Instructions for the task:
Tell how many lines in these records contain the string "probably", with only the number as the reply.

Excerpted records:
#####

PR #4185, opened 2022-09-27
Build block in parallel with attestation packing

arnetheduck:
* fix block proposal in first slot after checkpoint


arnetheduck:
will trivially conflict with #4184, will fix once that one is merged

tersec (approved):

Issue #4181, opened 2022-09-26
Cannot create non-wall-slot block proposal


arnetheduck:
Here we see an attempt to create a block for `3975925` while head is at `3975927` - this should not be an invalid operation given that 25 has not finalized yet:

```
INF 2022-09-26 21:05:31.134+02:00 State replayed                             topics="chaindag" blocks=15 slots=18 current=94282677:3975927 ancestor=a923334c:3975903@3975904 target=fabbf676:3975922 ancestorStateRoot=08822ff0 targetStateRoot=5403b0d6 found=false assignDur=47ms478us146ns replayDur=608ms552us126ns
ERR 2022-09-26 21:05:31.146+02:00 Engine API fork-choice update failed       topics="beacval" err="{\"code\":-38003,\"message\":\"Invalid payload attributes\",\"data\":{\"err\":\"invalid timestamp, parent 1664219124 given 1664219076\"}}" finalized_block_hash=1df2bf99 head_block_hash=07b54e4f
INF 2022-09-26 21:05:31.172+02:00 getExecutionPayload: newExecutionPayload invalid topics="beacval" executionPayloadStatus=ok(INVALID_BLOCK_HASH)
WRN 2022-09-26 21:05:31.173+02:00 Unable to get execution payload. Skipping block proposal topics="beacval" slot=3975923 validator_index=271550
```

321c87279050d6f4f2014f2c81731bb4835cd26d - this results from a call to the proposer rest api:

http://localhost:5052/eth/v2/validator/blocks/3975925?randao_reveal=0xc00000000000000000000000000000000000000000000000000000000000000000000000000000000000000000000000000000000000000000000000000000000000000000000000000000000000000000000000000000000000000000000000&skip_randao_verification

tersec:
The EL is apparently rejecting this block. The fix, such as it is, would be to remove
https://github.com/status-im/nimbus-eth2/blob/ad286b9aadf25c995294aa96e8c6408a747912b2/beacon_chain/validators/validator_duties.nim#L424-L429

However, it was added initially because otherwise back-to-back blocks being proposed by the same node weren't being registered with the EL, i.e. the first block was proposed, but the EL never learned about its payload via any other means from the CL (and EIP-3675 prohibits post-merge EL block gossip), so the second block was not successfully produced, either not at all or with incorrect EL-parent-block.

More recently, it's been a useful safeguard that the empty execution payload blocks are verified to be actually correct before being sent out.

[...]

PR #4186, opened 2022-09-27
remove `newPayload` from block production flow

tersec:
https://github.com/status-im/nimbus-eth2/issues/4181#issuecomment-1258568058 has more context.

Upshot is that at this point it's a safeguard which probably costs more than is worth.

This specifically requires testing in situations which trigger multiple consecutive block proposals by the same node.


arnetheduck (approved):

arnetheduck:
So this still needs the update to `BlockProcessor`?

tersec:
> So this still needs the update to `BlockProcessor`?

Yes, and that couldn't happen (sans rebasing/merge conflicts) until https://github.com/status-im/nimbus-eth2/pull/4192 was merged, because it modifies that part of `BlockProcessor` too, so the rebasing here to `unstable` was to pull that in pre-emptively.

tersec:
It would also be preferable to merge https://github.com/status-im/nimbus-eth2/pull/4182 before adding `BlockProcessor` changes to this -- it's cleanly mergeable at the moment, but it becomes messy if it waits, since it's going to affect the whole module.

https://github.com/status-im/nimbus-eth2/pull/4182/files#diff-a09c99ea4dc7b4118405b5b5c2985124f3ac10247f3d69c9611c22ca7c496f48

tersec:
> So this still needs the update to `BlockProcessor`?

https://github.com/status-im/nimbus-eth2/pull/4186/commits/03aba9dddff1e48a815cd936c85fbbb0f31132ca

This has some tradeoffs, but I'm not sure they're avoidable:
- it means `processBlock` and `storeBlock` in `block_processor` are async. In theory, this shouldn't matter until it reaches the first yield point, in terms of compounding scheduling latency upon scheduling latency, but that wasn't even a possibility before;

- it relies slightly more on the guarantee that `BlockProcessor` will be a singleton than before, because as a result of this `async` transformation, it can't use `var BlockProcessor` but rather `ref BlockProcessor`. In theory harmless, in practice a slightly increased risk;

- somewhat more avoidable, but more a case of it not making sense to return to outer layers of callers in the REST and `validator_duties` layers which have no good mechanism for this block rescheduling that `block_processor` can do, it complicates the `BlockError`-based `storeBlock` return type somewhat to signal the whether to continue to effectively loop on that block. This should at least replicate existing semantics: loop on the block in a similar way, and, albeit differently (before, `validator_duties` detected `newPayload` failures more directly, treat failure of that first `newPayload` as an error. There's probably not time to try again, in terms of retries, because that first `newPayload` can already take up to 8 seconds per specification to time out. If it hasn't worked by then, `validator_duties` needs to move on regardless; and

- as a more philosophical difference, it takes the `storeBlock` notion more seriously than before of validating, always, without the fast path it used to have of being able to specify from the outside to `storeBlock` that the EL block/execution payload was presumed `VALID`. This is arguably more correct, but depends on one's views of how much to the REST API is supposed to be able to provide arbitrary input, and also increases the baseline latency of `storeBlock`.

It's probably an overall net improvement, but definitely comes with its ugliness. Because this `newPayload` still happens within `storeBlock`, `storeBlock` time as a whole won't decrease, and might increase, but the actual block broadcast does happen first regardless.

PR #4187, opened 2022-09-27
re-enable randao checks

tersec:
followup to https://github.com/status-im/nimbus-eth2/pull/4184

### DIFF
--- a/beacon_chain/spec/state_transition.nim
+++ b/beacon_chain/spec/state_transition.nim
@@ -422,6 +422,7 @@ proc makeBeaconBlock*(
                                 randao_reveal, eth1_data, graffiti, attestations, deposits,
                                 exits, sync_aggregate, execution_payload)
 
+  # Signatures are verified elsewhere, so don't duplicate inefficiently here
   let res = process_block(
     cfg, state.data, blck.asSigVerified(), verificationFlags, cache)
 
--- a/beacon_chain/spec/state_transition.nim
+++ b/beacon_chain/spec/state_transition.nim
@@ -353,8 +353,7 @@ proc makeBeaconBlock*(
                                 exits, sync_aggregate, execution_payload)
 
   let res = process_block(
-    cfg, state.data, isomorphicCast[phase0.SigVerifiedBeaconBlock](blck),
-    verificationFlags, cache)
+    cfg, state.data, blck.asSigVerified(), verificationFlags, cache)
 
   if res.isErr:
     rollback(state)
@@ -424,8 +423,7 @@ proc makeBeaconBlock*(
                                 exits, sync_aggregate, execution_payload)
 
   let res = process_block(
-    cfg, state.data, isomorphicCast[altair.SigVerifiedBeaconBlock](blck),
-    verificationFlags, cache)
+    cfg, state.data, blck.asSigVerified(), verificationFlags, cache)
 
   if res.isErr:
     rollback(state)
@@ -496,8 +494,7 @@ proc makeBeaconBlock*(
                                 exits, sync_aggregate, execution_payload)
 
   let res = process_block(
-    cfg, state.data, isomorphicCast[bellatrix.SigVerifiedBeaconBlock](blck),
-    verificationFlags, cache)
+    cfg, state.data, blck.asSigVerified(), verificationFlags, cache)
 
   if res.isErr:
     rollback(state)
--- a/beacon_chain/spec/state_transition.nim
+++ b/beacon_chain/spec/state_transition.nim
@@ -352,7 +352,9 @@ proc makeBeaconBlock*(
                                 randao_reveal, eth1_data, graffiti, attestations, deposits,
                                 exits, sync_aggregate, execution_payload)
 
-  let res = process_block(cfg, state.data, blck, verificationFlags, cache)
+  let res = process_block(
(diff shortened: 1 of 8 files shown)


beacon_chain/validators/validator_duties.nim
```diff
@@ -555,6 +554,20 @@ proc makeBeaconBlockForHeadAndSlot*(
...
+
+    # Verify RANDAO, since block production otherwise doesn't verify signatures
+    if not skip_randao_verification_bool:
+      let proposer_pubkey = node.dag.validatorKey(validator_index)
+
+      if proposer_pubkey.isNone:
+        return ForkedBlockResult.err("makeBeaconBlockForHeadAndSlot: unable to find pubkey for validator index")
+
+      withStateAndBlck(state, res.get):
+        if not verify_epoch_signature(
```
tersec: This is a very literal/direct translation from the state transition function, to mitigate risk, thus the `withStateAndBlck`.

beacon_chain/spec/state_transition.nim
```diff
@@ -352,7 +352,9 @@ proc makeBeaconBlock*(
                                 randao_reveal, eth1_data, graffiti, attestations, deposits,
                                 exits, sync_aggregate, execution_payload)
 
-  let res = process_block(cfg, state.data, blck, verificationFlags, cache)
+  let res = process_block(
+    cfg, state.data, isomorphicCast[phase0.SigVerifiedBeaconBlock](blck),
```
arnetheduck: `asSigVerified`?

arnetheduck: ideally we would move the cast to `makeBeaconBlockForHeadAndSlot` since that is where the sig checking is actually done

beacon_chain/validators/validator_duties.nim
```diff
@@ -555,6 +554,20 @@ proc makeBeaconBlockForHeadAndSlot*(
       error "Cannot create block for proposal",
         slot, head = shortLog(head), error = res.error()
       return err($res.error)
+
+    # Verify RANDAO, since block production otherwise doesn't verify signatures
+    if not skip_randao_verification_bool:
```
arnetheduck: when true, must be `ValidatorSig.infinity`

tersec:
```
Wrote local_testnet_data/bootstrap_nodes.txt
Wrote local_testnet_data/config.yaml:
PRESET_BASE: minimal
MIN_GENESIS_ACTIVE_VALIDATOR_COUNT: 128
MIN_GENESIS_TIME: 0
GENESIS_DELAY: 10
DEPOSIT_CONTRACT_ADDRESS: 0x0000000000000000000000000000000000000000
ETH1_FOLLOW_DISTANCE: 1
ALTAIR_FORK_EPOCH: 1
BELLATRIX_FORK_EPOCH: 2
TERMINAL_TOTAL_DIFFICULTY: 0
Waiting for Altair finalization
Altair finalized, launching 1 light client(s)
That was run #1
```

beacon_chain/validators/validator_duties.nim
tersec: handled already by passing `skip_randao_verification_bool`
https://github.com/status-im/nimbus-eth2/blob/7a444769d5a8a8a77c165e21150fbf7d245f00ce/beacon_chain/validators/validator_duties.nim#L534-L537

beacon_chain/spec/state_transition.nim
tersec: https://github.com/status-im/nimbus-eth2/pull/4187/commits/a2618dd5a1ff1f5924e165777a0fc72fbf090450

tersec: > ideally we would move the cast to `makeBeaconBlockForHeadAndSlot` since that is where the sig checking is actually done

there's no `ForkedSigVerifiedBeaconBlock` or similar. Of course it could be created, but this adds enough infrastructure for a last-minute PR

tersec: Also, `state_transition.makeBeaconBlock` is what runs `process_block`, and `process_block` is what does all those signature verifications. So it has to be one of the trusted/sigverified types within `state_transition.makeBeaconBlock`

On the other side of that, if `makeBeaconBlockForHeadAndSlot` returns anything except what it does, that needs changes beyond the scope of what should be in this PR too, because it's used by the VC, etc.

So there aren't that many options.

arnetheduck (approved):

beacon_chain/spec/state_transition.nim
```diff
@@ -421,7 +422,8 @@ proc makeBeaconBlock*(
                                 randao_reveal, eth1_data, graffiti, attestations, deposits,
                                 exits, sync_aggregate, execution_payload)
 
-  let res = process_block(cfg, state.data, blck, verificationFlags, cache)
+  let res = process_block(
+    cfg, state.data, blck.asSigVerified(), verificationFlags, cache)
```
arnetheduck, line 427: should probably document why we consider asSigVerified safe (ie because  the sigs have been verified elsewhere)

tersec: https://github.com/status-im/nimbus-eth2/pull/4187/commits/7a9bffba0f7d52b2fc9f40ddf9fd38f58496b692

#####

Response to the exercise:
4